Take-aways: A third party’s passive Facebook posting and direct Facebook friends requests are not enough to establish solicitation for preliminary injunction purposes.  Instead, there must be direct evidence of active solicitation to merit injunctive relief.

 

 

 

Successor Corporation Can’t Enforce Expired Restrictive Covenants

 

Stericycle, Inc. v. Carney, 2013 WL 3671288 (N.D.Ill. 2013) is post-worthy for its useful  gloss on the enforceability of restrictive covenants, Federal pleading requirements and a purchasing corporation’s standing to assert the restrictive covenant rights of its predecessor.

Facts:  In 2007 and 2008, defendant signed employment agreements (the “SEI Agreements”) with SEI, his former employer.  The SEI Agreements contained 2-year non-disclosure and non-solicitation provisions. Plaintiff Stericycle acquired SEI in 2009 as part of a stock purchase. 

Defendant later signed separate employment agreements (the “Stericycle Agreements”) in 2009 and 2011.  In late 2011, defendant resigned and within a month went to work for a competitor in the waste management business. Plaintiff then filed suit to enforce the SEI Agreements and the Stericycle Agreements.

Disposition: Plaintiff’s claims dismissed.  The Court granted the defendants’ 12(b)(6) motion to dismiss plaintiff breach of contract claims based on the SEI Agreements with prejudice (claims can’t be refiled) and the Stericycle Agreements without prejudice (claims can be refiled).

Reasoning: The Court dismissed the SEI Agreements because there the two-year restrictive covenants contained in them expired by their terms.  The record demonstrated that that defendant stopped working for SEI in January 2009 and didn’t begin working for his current employer, an SEI competitor, until October 2011 – well past the two-year restrictive period. 

But putting aside the expiration of the contractual two-year restrictions, the Court did hold that the plaintiff – the successor entity – had standing to enforce the SEI Agreements.  That’s because they expressly provided that their restrictive covenants were enforceable by SEI’s successors and assigns.  And since plaintiff was a successor to SEI, plaintiff had standing to sue on the SEI Agreements. 

 The Court also struck plaintiff’s claims which alleged defendant’s breach of the Stericycle Agreements.  The Court found plaintiff’s allegations too conclusory – even under Federal notice pleading rules – to allege that defendant breached the Stericycle Agreements’ non-disclosure terms.  

Plaintiff pled no facts to plausibly suggest that  defendant violated the non-disclosure provisions.

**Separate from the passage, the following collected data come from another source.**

PR #1024, opened 2024-11-14
Add client_renegotiation ssl option, use more ssl options in management plugin

wyardley:
Rework of #906, credit to @Infraded

1. Adds the option for `client_renegotiation` to rabbitmq config
2. Copies multiple options from rabbitmq config to management plugin config similar to existing ssl settings
    - `client_renegotiation`
    - `secure_renegotiate`
    - `reuse_sessions`
    - `honor_cipher_order`
3. Wraps `client_renegotiation` and `secure_renegotiate` in a conditional to not include them when enabling TLSv1.3 as they are incompatible
4. Updates/add tests for `client_renegotation` setting and TLSv1.3 conditional

@Infraded I reworked your PR, since the conflicts still hadn't been resolved. This necessitated rewriting the template changes in epp.

Probably should be squash merged

Closes #906


data/common.yaml
```diff
@@ -62,6 +62,7 @@ rabbitmq::ssl_fail_if_no_peer_cert: false
 rabbitmq::ssl_management_verify: 'verify_none'
 rabbitmq::ssl_management_fail_if_no_peer_cert: false
 rabbitmq::ssl_versions: ~
+rabbitmq::ssl_client_renegotiation: ~
```
bastelfreak, line 65: We don't need this default value, because we've the same value in init.pp (which is also the preferred place, because puppt-strings will pick it up and document it in the REFERENCE.md)

wyardley: updated in second commit.

bastelfreak (approved):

The Court also held that to adequately plead breach of a non-compete covenant, the plaintiff must do more than simply say that defendant’s current position is similar to his former position at plaintiff. 

On the issue of whether the Stericycle Agreements’ were enforceable, the Northern Disrtrict stated it couldn’t decide this based only on the complaint’s allegations. 

It cited basic Illinois rules on restrictive covenants: (1) a restrictive covenant will be upheld if it’s a reasonable restraint and supported by consideration; and (2) will be found reasonable only where (a) it’s no greater than necessary to protect the employer’s legitimate business interest; (b) it doesn’t impose an undue hardship on the employee; and (c) the restriction doesn’t injure the public.  

The Court found there were too many fact questions – such as the covenants’ geographic reach and what business interest plaintiff was trying to protect – that couldn’t be resolved on a  bare complaint (i.e. without any discovery) and declined to find the Stericycle Agreements’ restrictions unreasonable.  

 Take-aways:

(1) The Federal notice pleading standard has some teeth: Plaintiff must do more than regurgitate a cause of action’s elements and must also allege specific facts in support of a given claim;

(2) A successor corporation can enforce a restrictive covenant contained in a predecessor’s employment contract where that contract provides that it’s enforceable by a successor or assignee; and

(3) whether a restrictive covenant is reasonable (and enforceability) will most likely not be decided only on a complaint before discovery is taken.